For 1980 the engine was bored out to 67.5 mm, a 10 percent increase in size, and received a new KZ440 designation, giving the basic design four more years of life.


      • Agreed, this bike would sell in record numbers this year as original. Any doubters should look at the Yamaha TW200 that’s been sold for the last 30+ years with almost no changes other than a front disc brake. Simple, quick, efficient and reliable are qualities that sell and the styling is still solid today.

  1. I had a 77 model and rode the heck out of it when I joined the Navy. Got me all over the southeastern US of A. In the 2 years I owned it I put 13,000 miles on it. Sold it before I deployed.

  2. I bought one in 1976 when I lived in Ontario. It had the two into one exhaust. Had it for two years. It gave me no problems, however had trouble getting past 70MPH, and was a bit wheezy cruising at highway speed. Had to use the gearshift quite a bit to get the most out of it. Traded it on a 1978 GS550, which was quite an improvement. A very good bike though, very simple and worked well as intended. I should have put a windshield on it, might have been easier to ride at speed.

  3. Bought a ’78 ex demo bike in 1980. Did 35000 miles on it as a tourer/commuter/instructors bike. Sold it to buy a Commando – not the best decision! Saw it later with nearly 90k on the clock. Gave me a great deal of respect for Kawas – have owned mainly their triples & fours ever since.

  4. This bike was riddled with oil leak issues. In 78 dealers were instructed to swap out the head cylinder rods along with all the seals to stop oil from gushing out of the top end. The issue was largely addressed when the 440 came out, but the 400 had developed a reputation by then. Aside from the oil leak, it’s a good bike but in reality it didn’t match up to the cb350 in any way except possibly in the looks category. There are some fun vintage commercials featuring so three models ok YouTube.

  5. Hi I’ve got a 1976 z 400 in real green. All original specification with 9000 miles on the clock.. any ideas how much it’s worth please ? Thanks

    • I’ve seen A quality survivors (unrestored) get close to $4,000 in the past few years, metallic green is the color of choice for collectors (Kawasaki Green after all). I have a 1978 KZ400 in real green which is unrestored original near A quality 6,900 original miles. It was stored for 25 years by the original owner with a dry fuel system in his concrete floor machine shop – best barn find ever. Personally, this is one of the best bikes of the era and with a few factory parts swaps it can outrun 500s of it’s time.

  6. I have a 78 B model with 11000 miles
    It sat ten years and needed a tank and carbs. But i used a rust remover and cleaner then an epoxy sealer inthe tank and replaced the CV carbs with the non CV tipe and single split cable.
    I look forward to many miles of enjoyment here in Wa State.
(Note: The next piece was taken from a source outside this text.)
PR #7117, opened 2022-11-27
Do not turn on polygon flag when -L args are given

### LINKED ISSUE #7116: Fill color in header screws -L+D polygons
Data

  7. I had a 1979 or 1980 KZ400 Standard. I bought a kit (Felpro head gasket plus the Kawasaki oil-rings) to solve the cylinder head oil leak issue before having an oil leak issue. Before making the repair, I consulted with a Kawasaki Mechanic and slightly increased the torque on the head bolts – zero oil leaks or other issues. The longest trip I took on it was from New Brunswick, Canada to Chattanooga, Tennessee. I put about 10,000 miles on it then sold it for what I paid for it. It was a very good bike for the money.

  8. In 2008, I bought a used 77 A luxury model, out of state of Michigan with the fairing and everything. It’s a reliable and everyday iron horse!
    It does have oil leak, speed not reaching 70 mph issues. I wonder if changing a larger wheel sprocket could improve the speed…
    Last week, the speedometer plate broke due to hi-speed vibrations and aging..,I guess, it’s a 42 year old iron horse.
    Over all, it’s a reliable bike, alway start on the first ouch on the button, a honey-do bike, and probably a good collections.




  10. I had one here in Australia around the time they first were on the market and had no trouble that I can recall. As has already been said, the machine came out as fuel prices were rising and the makers did claim the engine was happy with low lead fuels so I bought one, primarily to get to work but also for medium length trips on the weekend. Did not own it very long as I went on to buy one of the last 750 mach 4 two strokes which was almost a contradiction in comparison to the kz!